→ **Activity**
Lines in the data below that contain the word "StringUtils" are to be copied.

*** Source information ***

PR #883, opened 2018-11-28
Minor refactoring endpoint trait code generation

varunnvs92:
Remove unused hostPrefix local variable in generated clients

### DIFF
--- a/codegen/src/test/resources/software/amazon/awssdk/codegen/poet/client/test-async-client-class.java
+++ b/codegen/src/test/resources/software/amazon/awssdk/codegen/poet/client/test-async-client-class.java
@@ -146,9 +146,10 @@ final class DefaultJsonAsyncClient implements JsonAsyncClient {
     @Override
     public CompletableFuture<APostOperationResponse> aPostOperation(APostOperationRequest aPostOperationRequest) {
         try {
-            String hostPrefix = "{StringMember}-foo.";
             Validate.paramNotBlank(aPostOperationRequest.stringMember(), "StringMember");
-            String resolvedHostExpression = String.format("%s-foo.", aPostOperationRequest.stringMember());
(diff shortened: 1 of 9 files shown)


codegen/src/test/resources/software/amazon/awssdk/codegen/poet/client/test-async-client-class.java
```diff
@@ -146,9 +146,10 @@ public final String serviceName() {
     @Override
     public CompletableFuture<APostOperationResponse> aPostOperation(APostOperationRequest aPostOperationRequest) {
         try {
-            String hostPrefix = "{StringMember}-foo.";
             Validate.paramNotBlank(aPostOperationRequest.stringMember(), "StringMember");
-            String resolvedHostExpression = String.format("%s-foo.", aPostOperationRequest.stringMember());
+            Validate.paramNotBlank(aPostOperationRequest.hostPrefixMember(), "HostPrefixMember");
+            String resolvedHostExpression = "{StringMember}-{HostPrefixMember}.".replace("{StringMember}",
```
millems: String.replace is pretty inefficient, since it compiles a regular expression each time. Can we do something more efficient? Do we have a StringUtils.replace?

varunnvs92: Actually even [replace](http://hg.openjdk.java.net/jdk8/jdk8/jdk/file/687fd7c7986d/src/share/classes/java/lang/String.java#l2225) uses regex.

We don't have dependency on Apache, so no `StringUtils.replace`

shorea: Interesting, looks like they fixed it in 9. https://bugs.openjdk.java.net/browse/JDK-8058779 I have 10 locally so that's why I thought it was a scan and replace.

Issue #459, opened 2018-04-12
GetBucketACL creates a side effect that blocks subsequent PutObject request


yzarubin:
S3 `getBucketAcl()` causes (networking?) side effects that blocks subsequent PUT requests. I have not tried out all possible combinations of which calls block other calls, but I was able to consistently reproduce the problem with `getBucketAcl` and `putObject`

```java
import software.amazon.awssdk.core.async.AsyncRequestProvider;
import software.amazon.awssdk.core.auth.AwsCredentials;
import software.amazon.awssdk.core.auth.StaticCredentialsProvider;
import software.amazon.awssdk.core.regions.Region;
import software.amazon.awssdk.services.s3.S3AsyncClient;
import software.amazon.awssdk.services.s3.model.PutObjectRequest;
import software.amazon.awssdk.services.s3.model.PutObjectResponse;

import java.util.concurrent.CompletableFuture;
import java.util.concurrent.ExecutionException;

public class AsyncClientBug2Main {

    private static final String BUCKET_NAME = "";
    private static final String ACCESS = "";
    private static final String SECRET = "";
    private static final String REGION = "";
    private static final String TEST_KEY = "test-key-1";

    private static final S3AsyncClient s3 = S3AsyncClient.builder()
            .credentialsProvider(StaticCredentialsProvider.create(AwsCredentials.create(ACCESS, SECRET)))
            .region(Region.of(REGION))
            .build();

    public static void main(final String[] args) throws InterruptedException, ExecutionException {
        System.out.println("Start of main thread");

        final int iterations = 10;

        for (int i = 0; i < iterations; i++) {
            System.out.println("----------  iteration: " + i + " ---------");

            System.out.println("Start ACL");
            // This request finishes, but creates a race condition that eventually blocks the subsequent PUT
            s3.getBucketAcl(v -> v.bucket(BUCKET_NAME)).join();
            System.out.println("End ACL");

            final PutObjectRequest putReq = PutObjectRequest.builder()
                    .key(TEST_KEY)
                    .bucket(BUCKET_NAME)
                    .build();

            System.out.println("Start PUT");
            final CompletableFuture<PutObjectResponse> x = s3
                    .putObject(putReq, AsyncRequestProvider.fromString("abc"));
            System.out.println("Sent PUT");

            // This call never returns!
            final PutObjectResponse ans = x.join();
            System.out.println("End PUT");
        }

        System.out.println("End of main thread");
    }
}
```
[...]

PR #889, opened 2018-11-30
Fix the issue where putobject requests sometimes is hanging

zoewangg:
## Description
Related to #459 

For `PutObjectRequest`, we are sending `Expect: 100-continue` header and waiting for the service to return "100 Continue" before streaming request. `ChannelOption.AUTO_READ` is disabled, so sometimes it's possible no channel read is triggered to read that message and the request is forever "blocked" waiting for the "100 Continue" response.

The fix is explicitly call `channel.read()` if the request contains "Expect: 100-continue" header

## Testing
Tested with the sample code provided by customer in #459 and verified it worked after the fix.

## Types of changes

## Checklist

## License

### DIFF
--- a/.changes/next-release/bugfix-NettyNIOAsyncHTTPClient-5b20e7b.json
+++ b/.changes/next-release/bugfix-NettyNIOAsyncHTTPClient-5b20e7b.json
@@ -1,0 +1,5 @@
+{
+    "category": "Netty NIO Async HTTP Client", 
+    "type": "bugfix", 
+    "description": "Fix the issue where streaming requests with `Expect: 100-continue` header sometimes are hanging because 100Continue response message is not being read automatically. See [#459](https://github.com/aws/aws-sdk-java-v2/issues/459)"
+}
--- a/http-clients/netty-nio-client/src/main/java/software/amazon/awssdk/http/nio/netty/internal/NettyRequestExecutor.java
+++ b/http-clients/netty-nio-client/src/main/java/software/amazon/awssdk/http/nio/netty/internal/NettyRequestExecutor.java
@@ -182,12 +182,27 @@ public final class NettyRequestExecutor {
                    }
                });
 
-        // FullDuplex calls need to start reading at the same time we make the request.
-        if (context.executeRequest().fullDuplex()) {
+        if (shouldExplicitlyTriggerRead()) {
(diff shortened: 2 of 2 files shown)


.changes/next-release/bugfix-NettyNIOAsyncHTTPClient-5b20e7b.json
```diff
@@ -0,0 +1,5 @@
+{
+    "category": "Netty NIO Async HTTP Client", 
+    "type": "bugfix", 
+    "description": "Fix the issue where PutObjectRequest sometimes is hanging because 100Continue response message is not being read automatically. See [#459]"
```
dagnir: nit: can we make it more general instead of PutObjectRequest in case it also affects other similar operations?

zoewangg: It's only affecting `PutObjectRequest` because we only add `Expect: 100-continue` header to `PutObjectRequest`. 

https://github.com/aws/aws-sdk-java-v2/blob/d314a0d15fb8f80e3653beca3f8c216bf8767d8d/services/s3/src/main/java/software/amazon/awssdk/services/s3/internal/handlers/PutObjectInterceptor.java#L35

But yeah I can make it more general

varunnvs92:
https://github.com/aws/aws-sdk-java-v2/blob/d0289dcbcf86bf5c9acc9a6d4301d4fc95188d4e/http-clients/netty-nio-client/src/main/java/software/amazon/awssdk/http/nio/netty/internal/NettyRequestExecutor.java#L171-L177
After this change, we set the ReadTimeoutHandler and call read() 2 times for APIs with expect continue header. Will that be a problem?
We can change line 172 to `if (!shouldExplicitlyTriggerRead())` to be safe and possibly different method name

zoewangg:
@varunnvs92 No, we need to read twice for it.

Here's the flow,

writeAndFlush -> WRITE "expected: continue" -> first explicitly `channel.read()` -> READ "HTTP/1.1 100 Continue" -> WRITE actual request -> second explicitly `channel.read()` after `writeAndFlush` is completed -> READ "200 OK"

varunnvs92:
But both writes/reads are on the same channel, so isn't one channel.read enough? Like for full duplex, we do multiple writes/reads for events but everything is handled by single channel#read. I might be misunderstanding how channel read works.

Issue #56, opened 2017-07-10
Don't use the context class loader when loading HTTP implementations


shorea:
We are relying on the context class loader (the class loader for the current thread) when loading the HTTP implementations. https://github.com/aws/aws-sdk-java-v2/blob/master/core/src/main/java/software/amazon/awssdk/http/loader/SdkServiceLoader.java#L29

We should instead use the class loader that loaded the SDK to preserve the semantics of ordinary classloading. 

```java
ServiceLoader.load(clzz, SdkServiceLoader.class.getClassLoader()) 
```

PR #891, opened 2018-11-30
Update SdkServiceLoader loading

zoewangg:
## Description
Use the class loader that loaded the SDK to load the HTTP implementations. See #56

## Testing
`mvn clean install`

## Types of changes

## Checklist

## License

### DIFF
--- a/core/sdk-core/src/main/java/software/amazon/awssdk/core/internal/util/ClassLoaderHelper.java
+++ b/core/sdk-core/src/main/java/software/amazon/awssdk/core/internal/util/ClassLoaderHelper.java
@@ -24,15 +24,17 @@ public final class ClassLoaderHelper {
     }
 
     private static Class<?> loadClassViaClasses(String fqcn, Class<?>[] classes) {
-        if (classes != null) {
-            for (Class<?> c : classes) {
-                ClassLoader loader = c.getClassLoader();
-                if (loader != null) {
-                    try {
-                        return loader.loadClass(fqcn);
-                    } catch (ClassNotFoundException e) {
-                        // move on to try the next class loader
-                    }
+        if (classes == null) {
+            return null;
+        }
+
+        for (Class<?> clzz: classes) {
+            ClassLoader loader = clzz.getClassLoader();
+            if (loader != null) {
+                try {
+                    return loader.loadClass(fqcn);
+                } catch (ClassNotFoundException e) {
+                    // move on to try the next class loader
                 }
             }
         }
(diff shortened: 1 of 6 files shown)


zoewangg:
Interceptors are loaded using `ClassLoaderHelper`. I will update `SdkServiceLoader` to use it as well. Not sure where classloading is used in sts credentials provider though.

 https://github.com/aws/aws-sdk-java-v2/blob/e00b75797b1f94789e6105913396c0c1bed3e258/core/sdk-core/src/main/java/software/amazon/awssdk/core/internal/util/ClassLoaderHelper.java#L117

zoewangg:
Updated the `ClassLoader#classLoader` to load the class via parent class loaders rather than the context loader

varunnvs92:
what is motivation for the change? I mean what is advantage of using sdk class loader vs context class loader - performance?

zoewangg:
@varunnvs92  In some environments, loading classes from the thread context class loader will cause issues.

core/sdk-core/src/main/java/software/amazon/awssdk/core/internal/util/ClassLoaderHelper.java
```diff
@@ -25,22 +25,20 @@ private ClassLoaderHelper() {
 
     private static Class<?> loadClassViaClasses(String fqcn, Class<?>[] classes) {
         if (classes != null) {
```
varunnvs92: null check is redundant as its now done in classLoader method

core/sdk-core/src/main/java/software/amazon/awssdk/core/internal/util/ClassLoaderHelper.java
```diff
@@ -25,22 +25,20 @@ private ClassLoaderHelper() {
...
-            for (Class<?> c : classes) {
```
varunnvs92: The behavior seems different. In old code, we would use class loader of each class if loading class doesn't work. But in new code, we only use the loader for the first class that returns non-null getClassLoader.

zoewangg: Oops.. Good catch, will fix!

core/sdk-core/src/main/java/software/amazon/awssdk/core/internal/util/ClassLoaderHelper.java
zoewangg: I'd still prefer leaving it here coz we might add other caller methods w/o the null check in the future.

*** End of Source information ***

→ **Solution**
millems: String.replace is pretty inefficient, since it compiles a regular expression each time. Can we do something more efficient? Do we have a StringUtils.replace?
We don't have dependency on Apache, so no `StringUtils.replace`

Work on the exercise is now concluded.